Electric tag plan for all children
David Rennie in Brussels
ELECTRONIC ID cards for all children under 12 are to be introduced in Belgium. They will bear a code designed to allow parents of missing children to be traced instantly.
The announcement came as Belgian police continued to search for two young girls, Stacey Lemmens, 7, and 10-year-old Nathalie Mahy, who vanished from outside a bar in the middle of the night, a fortnight ago, while their parents drank inside.
Abdallah Ait Oud, a convicted paedophile and serial child rapist, was arrested on suspicion of kidnapping. He has admitted being at the pub in Liege but denied involvement, saying he was incapacitated by alcohol and coke.
The girls’ parents have also been extensively questioned, revealing grim details of life in the post-industrial slums of French-speaking Belgium.

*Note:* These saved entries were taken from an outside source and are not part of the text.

PR #37374, opened 2026-08-18
feat(ui): pick the auto router's custom classifier from a config-declared registry

tin-berri:
## TLDR

Problem this solves:

- Custom classifiers (classifier_type "custom", from the earlier backend PR) are config-file-only
- The dashboard cannot create or edit a custom-classifier auto-router at all
- The models table mislabels custom routers "Heuristic"

How it solves it:

- New top-level `classifier_plugins` config key: names mapped to dotted paths
- Names resolve through a registry at save, load, and deployment init
- Dashboard picker gains a Custom classifier option with a plugin dropdown
- Decision card and models table now name the plugin cause correctly

## User Flow

Before: a platform admin who wants a team-aware auto-router cannot build one in the dashboard

1. They open http://localhost:4000/ui/?page=llm-playground → Models and Endpoints → Add Model → Auto Router
2. The Classification method picker offers only Heuristic and LLM Classifier
3. They try POST /model/new with `"classifier_plugin": "tier-by-team"` and get back 400 `complexity_router_config is invalid at classifier_plugin: Input should be an instance of ClassifierPlugin`
4. Their only path is editing config.yaml on the proxy host and restarting

After: the same admin declares plugins once in config and builds routers in the dashboard

1. The operator adds a top-level `classifier_plugins:` block naming `tier-by-team` and restarts the proxy once
2. The admin opens Add Model → Auto Router; the picker now shows Custom classifier
3. Selecting it reveals a dropdown listing `spend-aware` and `tier-by-team`, a plugin timeout field, and the classifier fallback picker
4. Saving sends the name; the same POST from step 3 above now returns the created model
5. A saved router with an unknown name is rejected at save with `'no-such-plugin' is not a registered classifier plugin; declare it under classifier_plugins in the proxy config`
6. In the logs page each routed request shows cause "Custom classifier plugin" with the tier, and the models table labels the router "Custom classifier"

## Pre-Submission Checklist (optional but appreciated):

- [x] I have included relevant documentation updates (stored in /docs/my-website)
- [x] I have read the [Contributing Guidelines](https://github.com/BerriAI/litellm/blob/main/CONTRIBUTING.md)
- [x] I have added a screenshot or proof of the fix working locally
- [x] I have added tests that prove my fix is effective or that my feature works
- [x] My PR passes all tests

## Type

🆕 New Feature

## Changes

Backend: top-level `classifier_plugins` config key (name to dotted path), resolved at startup through the existing `resolve_classifier_plugin` load-time checks into `litellm.classifier_plugin_registry` (module global beside `guardrail_name_config_map`, since the consumer is router code that must not import proxy_server). A `mode="before"` validator on `ComplexityRouterConfig.classifier_plugin` resolves string values through the registry, so one seam covers the save-time write gate, router deployment init, and direct construction: registered names resolve, unknown names fail with a clean error naming the fix. DB-stored auto-routers therefore carry plain names and no proxy read path changes at all. `resolve_classifier_plugin` checks the registry before dotted-path import, so config files may use either form. `GET /auto_router/classifier_plugins` lists the names (admin viewer auth, names only; dotted paths stay operator-private).

Dashboard: the classification method picker gains Custom classifier with a plugin dropdown fed by a `useClassifierPlugins` hook over the new endpoint, a plugin timeout field, and the fallback picker shown for both non-heuristic modes (the backend has always applied `classifier_fallback` to custom). Create and edit serialize and validate identically, including an edit-time guard cloning the create-time one so edit cannot save what create blocks. The empty-registry state disables the radio with a hint but never locks out a router already in custom mode, and a failed registry fetch never blanks a stored plugin name. The models table gains a three-way classifier label, and the routing decision card names the `classifier_plugin` cause, suppresses the meaningless score display for it, and stops claiming the LLM classifier failed on plugin fallbacks.

Considered and rejected: letting the dashboard submit dotted paths directly. A register-by-path form would make the proxy import any module a dashboard admin names, which is arbitrary code execution handed to a role that cannot touch the filesystem today. The registry keeps code declaration on the operator side, matching how custom guardrail and callback code is declared.

## Feature Demo

```yaml
classifier_plugins:
  tier-by-team: custom_classifiers.tier_by_team
  spend-aware: custom_classifiers.spend_aware
```

Dashboard flow for screenshots (dev server on :3000 against the rig proxy on :4474, or any proxy with the block above):

1. Go to http://localhost:3000/ui?page=models-and-endpoints, open the Add Model tab, pick Auto Router
2. Under Classification method choose Custom classifier; the dropdown lists spend-aware and tier-by-team
3. Pick tier-by-team, leave timeout at 3000, choose the fallback, fill tiers, save
4. The Auto Routers table row shows Classifier: Custom classifier
5. Send traffic, open http://localhost:3000/ui?page=logs, click a request: the routing decision card reads Custom classifier plugin with the tier

## Proof it works: live proxy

Christiane Granziero, Stacey’s stepmother, received a suspended jail sentence of 12 months last week for starving, beating and locking up her children in a basement while working as a prostitute. Catherine Dizier, Nathalie’s natural mother, also had her youngest child taken into care.
Though the ID cards, to be introduced from January 1, would be useless in protecting children from an adult determined to do them harm, they would offer a secure way of making sure a lost child can be reunited with his or her family as soon as possible.
Belgians are sensitive to the issues since the case a decade ago of Marc Dutroux, a paedophile killer who kidnapped six children, killing four of them, before being caught.